Changing autocommit behavior

By default, databases are initialized with autocommit=True, you can turn this on and off at runtime if you like. The behavior below is roughly the same as the context manager and decorator:

db.set_autocommit(False)
try:
    blog.delete_instance(recursive=True)
except:
    db.rollback()
    raise
else:
    db.commit()
finally:
    db.set_autocommit(True)

If you would like to manually control every transaction, simply turn autocommit off when instantiating your database:

db = SqliteDatabase(':memory:', autocommit=False)

Blog.create(name='foo blog')
db.commit()

Introspecting databases

If you’d like to generate some models for an existing database, you can try out the database introspection tool “pwiz” that comes with peewee.

Usage:

python pwiz.py my_postgresql_database

It works with postgresql, mysql and sqlite:

python pwiz.py test.db --engine=sqlite

pwiz will generate code for:

• database connection object
• a base model class to use this connection
• models that were introspected from the database tables

The generated code is written to stdout.

Example app

peewee ships with an example web app that runs on the Flask microframework. If you already have flask and its dependencies installed you should be good to go, otherwise install from the included requirements file.

cd example/
pip install -r requirements.txt

Running the example

After ensuring that flask, jinja2, werkzeug and sqlite3 are all installed, switch to the example directory and execute the run_example.py script:

python run_example.py

Diving into the code

Models

In the spirit of the ur-python framework, django, peewee uses declarative model definitions. If you’re not familiar with django, the idea is that you declare a class with some members which map directly to the database schema. For the twitter clone, there are just three models:

User:

represents a user account and stores the username and password, an email address for generating avatars using gravatar, and a datetime field indicating when that account was created

Relationship:

this is a “utility model” that contains two foreign-keys to the User model and represents “following”.

Message:

analagous to a tweet. this model stores the text content of the message, when it was created, and who posted it (foreign key to User).

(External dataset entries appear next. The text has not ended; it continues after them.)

PR #339, opened 2021-12-01
[WIP] Switch notebook container from nteract to jlab

bryevdv:
With this PR, running `yarn docker:run:devel:notebook` (after rebuilding) opens up the Jupyter Desktop app with an `ijskernel` installed (instead of `nteract`):

image (1)

Some issues:

* currently must `require` with absolute path, have not figured out how to get `node` to search `/opt/rapids/node/node_modules` by default
* When jlab starts, must select JS "console" &mdash; trying to start JS "notebook" opens an ipython notebook for me


bryevdv:
rebased on latest main. Still not sure why explicitly setting `NODE_PATH` does not function, or for that matter why the exact same JS kernel package is behaving any differently given the otherwise minimal/unrelated changes in the PR

bryevdv:
I had thought of that too, I've been looking but hadn't turned up anything yet. What's odd is the current reported paths:
```
require("module")._nodeModulePaths(process.cwd()).concat(require("module").globalPaths)

]
  '/opt/rapids/node_modules',
  '/opt/node_modules',
  '/node_modules',
  '/usr/local/lib/node'
]
```
That's *almost* right? 

Not sure why just the important one `/opt/rapids/node/node_modules` is missing

dev/dockerfiles/devel/main.Dockerfile
```diff
@@ -402,7 +402,7 @@ export PROMPT_COMMAND=\"history -a; \$PROMPT_COMMAND\";\n\
  && apt autoremove -y && apt clean \
  && rm -rf /tmp/* /var/tmp/*
 
-ENV NODE_PATH=/usr/local/lib/node_modules
+ENV NODE_PATH=/usr/local/lib/node_modules:/opt/rapids/node/node_modules
```
trxcllnt, line 405: Idk how docker treats `:`... maybe quoting this would work? 
```suggestion
ENV NODE_PATH="/usr/local/lib/node_modules:/opt/rapids/node/node_modules"
```

trxcllnt:
`/opt/rapids` is the homedir of the container user, and node automatically adds `$HOME/node_modules` to the require paths. I wonder if docker isn't parsing after `/usr/local/lib/node_modules` because of the colon?

dev/dockerfiles/devel/main.Dockerfile
bryevdv: This does not seem to fix. It does appear that the jlab process does not get the original shell env vars, or at least very little show up in `os.environ` in a python nb

bryevdv:
>  I wonder if docker isn't parsing after `/usr/local/lib/node_modules` because of the colon?

Well, thats the thing too, `/usr/local/lib/node`  is what is inthe global paths, ***not*** `/usr/local/lib/node_modules`  (i.e. the NODE_PATH value)

bryevdv:
Well, if I just run `bash` instead of `jlab` and then
```
rapids@bvhp:~/node$ NODE_PATH=/opt/rapids/node/node_modules/ /opt/JupyterLab/jupyterlab-desktop 
```
it *still* does not work, so it definitely seems jlab is hiding env vars or something.

bryevdv:
OK setting the working dir in the `kernel.json` *does* work :tada:

bryevdv:
OK @trxcllnt @exactlyallan  This is ready, including updated notebooks:

image (2)

PR #328, opened 2021-10-26
[DRAFT] Point-cloud streaming

mzegar:
1. Created a demo that uses default `PointCloudLayer` to do webrtc streaming 
2. Added demo to the viz app
3. Bringing in the IO module to parse the `.las` file then pass it to the deckgl context

PR #348, opened 2022-01-18
[FEA] Point-cloud streaming

trxcllnt:
Making a new PR from my fork to replace https://github.com/rapidsai/node/pull/328, because I don't have access to push git lfs objects to @mzegar's fork.


mzegar:
Sounds good, one thing I forgot to mention is I committed the DeckGL `.las` file to the repo. Might be worth getting rid of it at some point since it's 26.2 MB.
https://github.com/rapidsai/node/blob/main/modules/io/test/test.las

PR #352, opened 2022-01-20
[FIX] Update luma.gl/deck.gl versions and fix graph demo

trxcllnt:


AjayThorve (approved):
can confirm this fixes the graph demo issues

PR #362, opened 2022-02-02
Automatically disposing scope

bryevdv:
This PR adds a `scope()` function that can be used to enclose blocks of code that will return a new `Series` or `DataFrame`. All other `Series` or `DataFrame` objects created in the scope will automatically have their `dispose` methods called after. 

cc @trxcllnt tracing this code, it seems to be behaving exactly as expected/intended: a non-disposed result is returned, and all other objects in `resources` were disposed. But now tests e.g. `renumber-test.ts` are failing. Is there some subtlety of applying this that I am missing? E.g. before there was `tmp.drop(['id'])` to suppress disposal, but that is not really an option now. Could that be significant?

### DIFF
--- a/modules/cuml/src/utilities/array_utils.ts
+++ b/modules/cuml/src/utilities/array_utils.ts
@@ -16,6 +16,7 @@ import {
   DataFrame,
   Int32,
   Numeric,
+  scope,
   Series,
 } from '@rapidsai/cudf';
 
@@ -29,7 +30,7 @@ export function dataframeToSeries<T extends Numeric, K extends string>(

If you like UML, this is basically what it looks like:

Here is what the code looks like:

database = SqliteDatabase(DATABASE)

# model definitions
class BaseModel(Model):
    class Meta:
        database = database

class User(BaseModel):
    username = CharField()
    password = CharField()
    email = CharField()
    join_date = DateTimeField()

    def following(self):
        return User.select().join(
            Relationship, on='to_user_id'
        ).where(from_user=self).order_by('username')

    def followers(self):
        return User.select().join(
            Relationship
        ).where(to_user=self).order_by('username')

    def is_following(self, user):
        return Relationship.select().where(
            from_user=self,
            to_user=user
        ).count() > 0

    def gravatar_url(self, size=80):
        return 'http://www.gravatar.com/avatar/%s?d=identicon&s=%d' % \
            (md5(self.email.strip().lower().encode('utf-8')).hexdigest(), size)


class Relationship(BaseModel):
    from_user = ForeignKeyField(User, related_name='relationships')
    to_user = ForeignKeyField(User, related_name='related_to')


class Message(BaseModel):
    user = ForeignKeyField(User)
    content = TextField()
    pub_date = DateTimeField()

peewee supports a handful of field types which map to different column types in sqlite. Conversion between python and the database is handled transparently, including the proper handling of None/NULL.

Note

You might have noticed that we created a BaseModel which sets the database, and then all the other models extend the BaseModel. This is a good way to make sure all your models are talking to the right database.

Creating the initial tables

In order to start using the models, its necessary to create the tables. This is a one-time operation and can be done quickly using the interactive interpreter.

Open a python shell in the directory alongside the example app and execute the following:

>>> from app import *
>>> create_tables()

The create_tables() method is defined in the app module and looks like this:

def create_tables():
    User.create_table()
    Relationship.create_table()
    Message.create_table()

Every model has a create_table() classmethod which runs a CREATE TABLE statement in the database. Usually this is something you’ll only do once, whenever a new model is added.

Note

Adding fields after the table has been created will required you to either drop the table and re-create it or manually add the columns using ALTER TABLE.

Note

If you want, you can use instead write User.create_table(True) and it will fail silently if the table already exists.

Connecting to the database

You may have noticed in the above model code that there is a class defined on the base model named Meta that sets the database attribute. peewee allows every model to specify which database it uses, defaulting to “peewee.db”. Since you probably want a bit more control, you can instantiate your own database and point your models at it. This is a peewee idiom:

# config
DATABASE = 'tweepee.db'

# ... more config here, omitted

database = SqliteDatabase(DATABASE) # tell our models to use "tweepee.db"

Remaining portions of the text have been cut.